In 1998, he admitted that he failed to make payments into the state pension scheme for ten months. Although the amounts were relatively small, he left to avoid hurting the party. Additionally, his image had been hurt by the revelation of an affair with a television newscaster.

As atonement for disgracing himself and his party, Kan shaved his head, donned traditional Buddhist garb, and went on a pilgrimage to 88 rural temples around Japan.

Known for his short fuse and fiery temperament, Kan is nicknamed "Ira-Kan" or "Fretful-Kan," suggesting he is easily irritated. He is not a "silver spoon" politician, who inherited his position through family lineage -- he's thought of as being a "grassroots politician."

After Yukio Hatoyama resigned as the leader of the party, Kan assumed Hatoyam's mantle and in July 2003, the DPJ and the Liberal Party led by Ichiro Ozawa agreed to form a uniformed opposition party to prepare for the general election.

During their very strong 2003 election campaign Kan was presented as the alternative candidate to then Prime Minister Junichiro Koizumi. His face was used as the trademark of the campaign against the LDP and he was viewed by many as a credible leader.

However, in 2004, Kan was accused of unpaid annuities and forced to again resign the position of leader, although Kan claimed it was a simple oversight on his part. On May 10 2004, he officially announced his resignation, to save the party's reputation, but despite his transgressions, his time with the DPJ had positioned them as the only reputable opponent with the potential to go head-to-head with the ruling LDP and truly reform Japan's economy and administration.

In mid-October 2005, Kan proposed the creation of a new political party to be called the "Dankai (baby boomer) Party," but it wasn't until January 6, 2010, when he was picked by Yukio Hatoyama to be the new Finance Minister, assuming the post in addition to deputy prime minister, that his career really started to take flight.

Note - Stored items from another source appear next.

Issue #120, opened 2021-08-16
Action defined in binding.gyp results misconfigured file path in generated vcxproj file


lkallas:
Linking to another issue where `gyp-next` is used: https://github.com/nodejs/node-gyp/issues/2485

But the problem is somewhere in the file path generation inside this repo.

lkallas:
The culprit has been found: https://github.com/nodejs/node-gyp/issues/2485#issuecomment-900844176

PR #121, opened 2021-08-22
fix(msvs): fix paths again in action command arguments

targos:
This is a revert of https://github.com/nodejs/gyp-next/pull/84
with a change to the \_FixPath function allowing to change the
separator used.

Fixes: https://github.com/nodejs/gyp-next/issues/120
Fixes: https://github.com/nodejs/node-gyp/issues/2485

### DIFF
--- a/pylib/gyp/generator/msvs.py
+++ b/pylib/gyp/generator/msvs.py
@@ -152,7 +152,7 @@ def _NormalizedSource(source):
     return source
 
 
-def _FixPath(path):
+def _FixPath(path, separator = "\\"):
     """Convert paths to a form that will make sense in a vcproj file.
 
   Arguments:
@@ -168,9 +168,12 @@ def _FixPath(path):
         and not _IsWindowsAbsPath(path)
     ):
         path = os.path.join(fixpath_prefix, path)
-    path = path.replace("/", "\\")
+    if separator == "\\":
+        path = path.replace("/", "\\")
     path = _NormalizedSource(path)
-    if path and path[-1] == "\\":
+    if separator == "/":
+        path = path.replace("\\", "/")
+    if path and path[-1] == separator:
         path = path[:-1]
     return path
 
@@ -185,9 +188,9 @@ def _IsWindowsAbsPath(path):
     return path.startswith("c:") or path.startswith("C:")
 
 
-def _FixPaths(paths):
+def _FixPaths(paths, separator):
     """Fix each of the paths of the list."""
-    return [_FixPath(i) for i in paths]
+    return [_FixPath(i, separator) for i in paths]
 
 
 def _ConvertSourcesToFilterHierarchy(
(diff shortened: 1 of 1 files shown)


pylib/gyp/generator/msvs.py
```diff
@@ -188,7 +188,7 @@ def _IsWindowsAbsPath(path):
     return path.startswith("c:") or path.startswith("C:")
 
 
-def _FixPaths(paths, separator):
+def _FixPaths(paths, separator = "\\"):
```
cclauss:
```suggestion
def _FixPaths(paths, separator="\\"):
```

targos: already fixed in the last commit

gengjiawen (approved):

targos:
@lkallas can you confirm this fixes your issue?

lkallas (approved):

lkallas:
> @lkallas can you confirm this fixes your issue?

@targos yes, with this change paths are correct and build succeeds.

lkallas:
@targos this also fixes: https://github.com/nodejs/node-gyp/issues/2399
Tried with given change and build succeeds in windows.

jrose-signal:
I *think* this is what's causing *non-*path arguments to get "../" prepended in https://github.com/signalapp/libsignal-client/runs/3657024122 (search for "../x64", see also signalapp/libsignal-client#354). Does that sound like something this commit could have caused?

This binding.gyp worked with node-gyp 7.1.2.

targos:
That's surprising. This PR essentially restored the behavior to what was in node-gyp 7.

targos:
@jrose-signal looking at another PR run in the libsignal-client repo, it looks like the command was already invoked the wrong way before, but that it was working with backslashes and is now broken because of the forward slashes? https://github.com/signalapp/libsignal-client/pull/346/checks?check_run_id=3386910497

```
      Finished release [optimized] target(s) in 3m 52s
  Invoked with '..\node\build_node_bridge.py --out-dir D:\a\libsignal-client\libsignal-client\build\Release" --os-name ..\win32 --configuration Release --cargo-build-dir Release\obj\libsignal_client_win32_x64.node\rust --cargo-target ..\x86_64-pc-windows-msvc --node-arch ..\x64'
```

I think this can be fixed on your side. Arguments that start with `/` or `-` are not modified. Can you try to change lines like `'--node-arch', '<(target_arch)'` to `'--node-arch=<(target_arch)'` ?

jrose-signal:
That's a good workaround, and I'm kicking myself for not thinking of that, but *something* has still changed since node-gyp 7. (The failure with forward slashes was an attempted run with gyp-next 8.1.0, just to see what would happen.)

targos:
> but something has still changed since node-gyp 7.

Yes. What changed is that now command arguments are "fixed" using `/` as the path separator instead of `\`.
Before: `value` would become `..\value`
Now: `value` becomes `../value`

jrose-signal:
Oh, you're right. 🤦 I misread what the build is currently doing and now I'm curious about how it's working at all. Thank you. I'll use the `=` form you suggested.

jrose-signal:
That said, I'll note it's still inconsistent with the behavior on non-Windows systems.

targos:
> That said, I'll note it's still inconsistent with the behavior on non-Windows systems.

I agree, but I tried to remove this behavior and it broke projects that relied on it :(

Kan announced his priority was stimulating growth and took the unusual step of naming a specific dollar-yen level as optimal to help exporters and stimulate the economy.

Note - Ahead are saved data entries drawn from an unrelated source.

PR #143, opened 2022-04-06
fix(msvs): avoid fixing path for arguments with "="

targos:
They are probably not paths, and V8 uses an argument like that, so the
fix is needed in Node.js

Refs: https://github.com/nodejs/node/pull/42115


ryzokuken (approved):

cclauss (approved):
LGTM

He has advocated more fiscal austerity and tax rises to reduce Japan's ballooning public deficit which is nearing 200 percent of gross domestic product and warned on his blog recently that Japan' s public debt situation is worse than Greece's.

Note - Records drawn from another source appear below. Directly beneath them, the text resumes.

PR #160, opened 2022-07-31
fix: decode bytes not str (easy_xml.py)

owl-from-hogvarts:
See nodejs/node-gyp/issues/2505

proper fix for #118
Special thanks to @cclauss


cclauss:
Please rebase so we can ensure that the tests pass.

owl-from-hogvarts:
> Please rebase so we can ensure that the tests pass.

Done

pylib/gyp/easy_xml.py
```diff
@@ -123,7 +123,10 @@ def WriteXmlIfChanged(content, path, encoding="utf-8", pretty=False,
 
     default_encoding = locale.getdefaultlocale()[1]
     if default_encoding and default_encoding.upper() != encoding.upper():
-        xml_string = xml_string.encode(encoding)
+        if sys.platform == "win32":
+            if isinstance(xml_string, str):
+                xml_string = xml_string.decode("cp1251")  # str --> bytes
```
legendecas, line 128: This seems incorrect to me. `XmlToString` always returns a `str` and a `str` object has no attribute `decode`.

cclauss: Correct: `str.encode()` and `bytes.decode()` exist but the opposites are undefined.
```
>>> for s_or_b in ("s", b"b"):
...     for method_name in ("encode", "decode"):
...         print(f"{s_or_b}: {method_name} is {getattr(s_or_b, method_name, None)}")
...
s: encode is <built-in method encode of str object at 0x103cbe928>
s: decode is None
b'b': encode is None
b'b': decode is <built-in method decode of bytes object at 0x103cb4bf0>
```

Kan has stressed the importance of fiscal reform and argues that the government should urgently consider an increase in the consumption tax, he is known for leading hard on the central bank to do more to tackle deflation.

Politically, Kan opposed Japan's sending of troops to Iraq but has also advocated a greater role for Japan's military, which is restricted by Japan's pacifist constitution.

DPJ lawmakers will vote in a party election on Friday to select and announce its new leader, who will assume the premiership. The DPJ is planning to ask parliament if the new prime minister can form his Cabinet the same day.

Should Kan win, it would make him the second leader since the DPJ swept to power in historic elections last August and Japan's fifth prime minister in less than four years.

Kan's seniority in the party and more than three decades' experience in parliament will stand him in good stead on Friday and he is widely regarded as the safest bet to lead the party through its current times of turbulence and his younger years as a civil-rights activist and his fiery temperament make him a unique character amongst his peers.

Kan is married with two sons, and lives in western Tokyo and said to very much enjoy the ancient and notoriously difficult Japanese game of "Go" and is reported to be a connoisseur of shochu, a strong drink traditionally preferred by Japan's working class men.